He holds out his hand, like I'm supposed to give the blade to him.

I run my finger along the edge, not hard enough to slice skin or draw blood. I don't want to give up the blade; it would be way better than a knife for the puzzle.

“Hand it over,” Ernesto says. His voice is low, almost a growl.

Even if the equipment and records are secondhand, I don't believe that this radio station is so poor it can't afford to lose even one teeny razor blade. But I drop it into his hand anyway. He selects a key from the ring on his belt, strides out into the hallway, and unlocks the door next to a handwritten sign that reads
Sala de
Edición No. 1
. After leaving the blade on a table full of electronic equipment, he locks the door and rattles the knob to make sure it's shut tight. Then he goes into the other control room. He doesn't ask me to come along, so I open the door a crack to listen.
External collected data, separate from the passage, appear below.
PR #71, opened 2018-04-19
One-liner fix for getTransactions when query doesn't start at zero

paullinator:
Add numEntries to numIndex to get full range requested


thehobbit85:
There is nothing to fix here.
It was meant to work this way.

swansontec:
Array.slice takes a start and end index. If `numEntries` is actually an index, you'd better fix your variable names. Otherwise, you have a bug. I'm going to merge this.

PR #72, opened 2018-04-20
Add API for sweepPrivateKeys and fix flow type

thehobbit85:


src/edge-core-index.js
```diff
@@ -689,6 +689,7 @@ export type EdgeCurrencyEngine = {
   addGapLimitAddresses(addresses: Array<string>, options: any): void,
   isAddressUsed(address: string, options: any): boolean,
   makeSpend(abcSpendInfo: EdgeSpendInfo): Promise<EdgeTransaction>,
+  sweepPrivateKeys(abcSpendInfo: EdgeSpendInfo): Promise<EdgeTransaction>,
```
swansontec: How do you pass in the private keys to sweep?

src/modules/currency/wallet/currency-wallet-api.js
```diff
@@ -214,6 +214,10 @@ export function makeCurrencyWalletApi (
       return engine.makeSpend(spendInfo)
     },
 
+    async sweepPrivateKeys (spendInfo: EdgeSpendInfo): Promise<EdgeTransaction> {
```
swansontec: This needs to be added to `EdgeCurrencyWallet`, then, not just the engine.

swansontec: The `EdgeCurrencyWallet` already has this method defined in its API: `sweepPrivateKey(keyUri: string): Promise<void>`. At the very least, we should delete the old function. However, I think the API you have is just... wrong. The API we already have makes more sense.

src/edge-core-index.js
```diff
@@ -514,7 +514,10 @@ export type EdgeCurrencyWallet = {
   signTx(tx: EdgeTransaction): Promise<EdgeTransaction>,
   broadcastTx(tx: EdgeTransaction): Promise<EdgeTransaction>,
   saveTx(tx: EdgeTransaction): Promise<void>,
-  sweepPrivateKey(keyUri: string): Promise<void>,
+  sweepPrivateKeys(
+    edgeSpendInfo: EdgeSpendInfo,
+    options?: any
```
swansontec: This needs to be typed. I'm going to approve this, even though it's rubbish, because we need to get this feature out the door.

PR #73, opened 2018-04-25
Add export of QBO and CSV files

paullinator:
This uses pre-existing getTransactions to query transaction range and then generate QBO or CSV files with those transactions. This is a breaking change to the Core API as getTransactions was using incorrect options parameters.

numEntries and numIndex should have been startEntries and startIndex per `edge-docs` repo.

Bump version accordingly


swansontec:
The unit tests are not passing for this feature. Also, although you added 2 new methods to the EdgeCurrencyWallet API, they aren't in the types. I'll fix this up, as well as move the implementations & unit tests to their own files. This is a lot of code to be adding to some already-long files.

swansontec:
All the dates are off by 9 hours. I'm guessing this is because you wrote this in a different time zone from the San Diego office.

swansontec:
All the dates are off by 9 hours. I'm guessing this is because you wrote this in a different time zone from the San Diego office.

PR #75, opened 2018-05-01
Add WebSocket to the io object

swansontec:


src/io/react-native/react-native-io.js
```diff
@@ -73,7 +73,8 @@ export function makeReactNativeIo (): Promise<EdgeRawIo> {
       TLSSocket,
       pbkdf2,
       scrypt,
-      secp256k1
+      secp256k1,
+      WebSocket: window.WebSocket
```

“I know you're new,” Ernesto tells the engineer. “Just don't do it again. There are people around here who shouldn't be near those things.”

Then it hits me who he's talking about.

Why did they all make me come here? And what does anyone expect me to do with a father I barely know and can't help?

Despite layers of clothing, I can't stop shivering. I wedge my body into a corner and pull the hood of my sweatshirt over my head, then over my face.

But Ernesto notices when he comes out. Like a favorite teacher, he seems to know that something bad has happened. But I don't think a teacher would ever tell a kid what he says next. About Papá's drinking, which got even worse after the plebiscite. About his writing for all those newspapers and magazines on top of his regular job with the radio station, to pay off the house. About the gun he tried to get, supposedly for self-defense.

“I never saw a gun.”

“That's because we never gave him one.” Ernesto leans against the doorframe next to me. “We set up a security detail so he's pretty much never alone and never with anything
that can do serious damage. He thinks we're protecting him from his enemies, but really it's himself.”

Before Papá got home from work every day, Graciela counted out his pills and moved them from bottle to bottle. I never thought anything of it before. “I guess that security detail means me, too.”

“We have it under control. You just be yourself.”

T
hat night at home, I slip into the kitchen as soon as Tía Ileana brings my semiconscious father upstairs to bed. I check all the drawers and cabinets again. I still find only butter knives and round dull-bladed dinner knives. But under the sink, there's a heavy lockbox, and when I rattle it, I hear metal scrape against metal.

The harsh, hollow sound echoes inside me and stays until sometime in the early morning hours I finally fall asleep. I don't dream of Frankie.

C
HAPTER
8

Tuesday, June 20: 62 days until I go home

Dear Mamá,

I hope you and Evan are having fun on your honeymoon. Things are really weird here. Like 24-hour-suicide-watch weird. Why didn't you tell me Papá has threatened to kill himself?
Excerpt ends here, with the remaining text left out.